I want to use the Approximate Nearest Neighbor Search provide by Spark MLlib (ref.) but I'm super lost because I didn't find an example or something to guide me. The only info provided for the previous link is:
Approximate nearest neighbor search takes a dataset (of feature vectors) and a key (a single feature vector), and it approximately returns a specified number of rows in the dataset that are closest to the vector.
Approximate nearest neighbor search accepts both transformed and untransformed datasets as input. If an untransformed dataset is used, it will be transformed automatically. In this case, the hash signature will be created as outputCol.

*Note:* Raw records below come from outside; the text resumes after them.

PR #506, opened 2023-11-09
ignore hv cell

samjrholt:
One cell in the field holoviews plotting started failing with Python 3.10 (no obvious error, probably some sort of change in the format). As a workaround we ignore that cell.


samjrholt:
@lang-m this has fixed the issue. Please merge and update the latest tag if you are happy.

PR #508, opened 2023-11-17
Rename `mesh.points` -> `mesh.cells`

swapneelap:


swapneelap:
Should we add a deprecation warning for the 'points' attribute to guide users towards the new 'cells' attribute by re-adding the points property that returns the cells attribute and raises a DeprecationWarning as the bot says? @samjrholt @lang-m

samjrholt:
> Should we add a deprecation warning for the 'points' attribute to guide users towards the new 'cells' attribute by re-adding the points property that returns the cells attribute and raises a DeprecationWarning as the bot says? @samjrholt @lang-m

I would be in favour of using `DeprecationWarning` in general as it makes it easier for the users to transition.

lang-m:
I would re-add `points` to make the transition easier. What we could consider however is raising an `AttributeError` with a meaningful message that points to `cells` (instead of just the warning). That is what we did for most breaking changes in the previous release. This is of course quite harsh but forces quick adoption of the new interface. Thoughts (also @fangohr)?

PR #510, opened 2023-11-22
Convert `as_array` to a method

lang-m:
To prepare cell and vertex fields we convert `_as_array` to a method so that derived classes can override it


swapneelap (approved):
Looks good to me!

PR #511, opened 2023-11-22
Add `VertexField` to support field data at vertices

swapneelap:


swapneelap:
@lang-m the hvplot should be working with the `VertexField` now. Play with it if you find some time and let me know if something looks odd.

PS: Thank you for setting up `hv` in a way that small modification to the `to_xarray` fixed the whole plotting for `VertexField` 😃

discretisedfield/__init__.py
```diff
@@ -6,14 +6,16 @@
 import matplotlib.pyplot as plt
 import pytest
 
-from . import tools
+from . import cell_field, tools, vertex_field
+from .cell_field import CellField
```
samjrholt, line 10:
```suggestion
```

discretisedfield/__init__.py
```diff
@@ -6,14 +6,16 @@
...
 from .field import Field
 from .field_rotator import FieldRotator
 from .interact import interact
 from .line import Line
 from .mesh import Mesh
 from .operators import integrate
 from .region import Region
+from .vertex_field import VertexField
```
samjrholt, line 18:
```suggestion
```

discretisedfield/field.py
```diff
@@ -157,12 +156,36 @@ class Field(_FieldIO):
         "write": "to_file",  # method is in io.__init__
     }
 
+    def __new__(
+        cls,
+        mesh,
+        nvdim=None,
+        value=0.0,
+        norm=None,
+        data_location="cell",
```
samjrholt, line 165: Are we sure about the name? (Just checking :+1:  )

samjrholt (commented):
As discussed, we should use `abstractmethod` rather than overwriting the base class

- [ ] mpl
- [x] to_xarray
- [x] from_xarray
- [ ] _hv_key_dims

PR #513, opened 2023-11-24
Fix: more general ovf reading

lang-m:
Currently, we take capitalisation of the data line in the ovf header into account, however that does not seem to be well-defined in the standard. (We use the same format that OOMMF writes but the documentation on the OOMMF website uses a different standard.)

A distance column will be added to the output dataset to show the true distance between each output row and the searched key.
Note: Approximate nearest neighbor search will return fewer than k rows when there are not enough candidates in the hash bucket.
Does anybody know how to use the Approximate Nearest Neighbor Search provide by Spark MLlib?
Here you can find an example https://spark.apache.org/docs/2.1.0/ml-features.html#lsh-algorithms :
import org.apache.spark.ml.feature.BucketedRandomProjectionLSH
import org.apache.spark.ml.linalg.Vectors
val dfA = spark.createDataFrame(Seq(
(0, Vectors.dense(1.0, 1.0)),
(1, Vectors.dense(1.0, -1.0)),
(2, Vectors.dense(-1.0, -1.0)),
(3, Vectors.dense(-1.0, 1.0))
)).toDF("id", "keys")
val dfB = spark.createDataFrame(Seq(
(4, Vectors.dense(1.0, 0.0)),
(5, Vectors.dense(-1.0, 0.0)),
(6, Vectors.dense(0.0, 1.0)),
(7, Vectors.dense(0.0, -1.0))
)).toDF("id", "keys")
val key = Vectors.dense(1.0, 0.0)
val brp = new BucketedRandomProjectionLSH()
.setBucketLength(2.0)
.setNumHashTables(3)
.setInputCol("keys")
.setOutputCol("values")
val model = brp.fit(dfA)
// Feature Transformation
model.transform(dfA).show()
// Cache the transformed columns
val transformedA = model.transform(dfA).cache()
val transformedB = model.transform(dfB).cache()
// Approximate similarity join
model.approxSimilarityJoin(dfA, dfB, 1.5).show()
model.approxSimilarityJoin(transformedA, transformedB, 1.5).show()
// Self Join
model.approxSimilarityJoin(dfA, dfA, 2.5).filter("datasetA.id < datasetB.id").show()
// Approximate nearest neighbor search
model.approxNearestNeighbors(dfA, key, 2).show()
model.approxNearestNeighbors(transformedA, key, 2).show()
The code above is from spark documentation.